Sterling dipped from two-year highs touched against the dollar but made further ground versus the euro on Wednesday as investors focussed the prospect of diverging monetary policies in the United States and Britain.

The pound slipped 0.3% to $1.3218, having climbed to its strongest level since March 22 at $1.3269 on Tuesday. It was also on track for a 3.2% rise in August, its biggest monthly gain since Novemeber 2023.

Soft U.S. economic data and Federal Reserve Chair Jerome Powell's comments last week fuelled bets that the U.S. central bank will soon start on a series of interest rate cuts, pushing the dollar lower against a swathe of currencies.

The pound also benefited from improving domestic economic data and a cautious tone struck by Bank of England (BoE) Governor Andrew Bailey last week on further rate cuts.

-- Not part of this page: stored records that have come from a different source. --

PR #1809, opened 2023-08-25
Add validation to enforce listen_address and path_prefix mutual exclusion

inahga:
From discussion in https://isrg.slack.com/archives/C0167LT4C73/p1692908321449989, we noticed that providing both `listen_address` and `path_prefix` results in `listen_address` being prioritized, which is misleading. It should be an error to provide both fields.

The quick and easy solution to this is to add `#[serde(deny_unknown_fields)]` to the `AggregatorApi` enum. However, this results in an unfriendly error message: `data did not match any variant of untagged enum AggregatorApi`, which IMO is essentially meaningless to an operator without knowledge of Janus internals. Instead, we implement a custom deserializer that performs additional validation and lets us have a nicer error message.

### DIFF
--- a/aggregator/src/bin/aggregator.rs
+++ b/aggregator/src/bin/aggregator.rs
@@ -208,13 +208,13 @@ pub struct HeaderEntry {
 pub struct AggregatorApi {
     /// Address on which this server should listen for connections to the Janus aggregator API
     /// and serve its API endpoints, independently from the address on which the DAP API is
-    /// served. This is mutually exclusive with [`path_prefix`].
+    /// served. This is mutually exclusive with `path_prefix`.
     listen_address: Option<SocketAddr>,
     /// The Janus aggregator API will be served on the same address as the DAP API, but relative
     /// to the provided prefix. e.g., if `path_prefix` is `aggregator-api`, then the DAP API's
     /// uploads endpoint would be `{listen-address}/tasks/{task-id}/reports`, while task IDs
     /// could be obtained from the aggregator API at `{listen-address}/aggregator-api/task_ids`.
-    /// This is mutually exclusive with [`listen_address`].
+    /// This is mutually exclusive with `listen_address`.
     path_prefix: Option<String>,
     /// Resource location at which the DAP service managed by this aggregator api can be found
     /// on the public internet. Required.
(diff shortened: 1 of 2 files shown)


docs/samples/advanced_config/aggregator.yaml
```diff
@@ -69,9 +69,10 @@ listen_address: "0.0.0.0:8080"
 
 # How to serve the Janus aggregator API. If not set, Janus aggregator API is not served. (optional)
 aggregator_api:
-  # Socket address on which to listen for requests.
+  # Serve the aggregator API on an address and port that is separate from the DAP API.
   listen_address: "0.0.0.0:8081"
-  # Alternately, the aggregator API may be served on `listen_address`, at an arbitrary path prefix.
+  # Alternatively, serve the aggregator API on the same address as the DAP API, but on a separate
```
branlwyd, line 74: super-nit, not caused by this PR: add newline above this line

aggregator/src/bin/aggregator.rs
```diff
@@ -209,36 +204,45 @@ pub struct HeaderEntry {
...
-        /// uploads endpoint would be `{listen-address}/tasks/{task-id}/reports`, while task IDs
-        /// could be obtained from the aggregator API at `{listen-address}/aggregator-api/task_ids`.
-        path_prefix: String,
-        /// Resource location at which the DAP service managed by this aggregator api can be found
-        /// on the public internet. Required.
-        public_dap_url: Url,
-    },
+#[serde(deny_unknown_fields)]
+pub struct AggregatorApi {
+    /// Address on which this server should listen for connections to the Janus aggregator API
```
branlwyd, line 209: IMO, note in the doccomments that these fields are mutually exclusive.

branlwyd (approved):

aggregator/src/bin/aggregator.rs
```diff
@@ -209,36 +204,45 @@ pub struct HeaderEntry {
...
-        match self {
-            AggregatorApi::ListenAddress { public_dap_url, .. } => public_dap_url,
-            AggregatorApi::PathPrefix { public_dap_url, .. } => public_dap_url,
+fn deserialize_aggregator_api<'de, D>(deserializer: D) -> Result<Option<AggregatorApi>, D::Error>
+where
+    D: Deserializer<'de>,
+{
+    let aggregator_api: Option<AggregatorApi> =
+        serde_yaml::from_value(Deserialize::deserialize(deserializer)?)
+            .map_err(de::Error::custom)?;
```
divergentdave, line 229: This can be simplified by using the deserializer directly. (ideally, we'd like the body of Serialize and Deserialize implementations to be independent of any serializer or deserializer)
```suggestion
    let aggregator_api: Option<AggregatorApi> = Deserialize::deserialize(deserializer)?;
```

divergentdave (approved):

The BoE cut its main interest rate by 25 basis points (bps) to 5% in early August, and traders see further rate cuts of 41 bps by the end of the year.

The Fed however is seen cutting rates by 103 bps across the three policy meetings that is left this year, market pricing shows. Traders are also debating a possibility of a large 50 bps rate cut next month.

Meanwhile, Prime Minister Keir Starmer said on Tuesday it would take a long time to rebuild Britain and rid it of the rot he says took hold under the previous Conservative government, warning "things will get worse before they get better".

"The markets seem to be focused on diverging monetary policies but diverging fiscal policies (mild consolidation in the UK vs on-going laxity in the US) will possibly mean less divergence in monetary policy than markets are pricing," said Colin Asher, senior economist at Mizuho.

Against the euro, the pound rose for a sixth straight session and traded at a near one-month high. Euro/sterling was last down 0.2% at 84.18 pence per euro.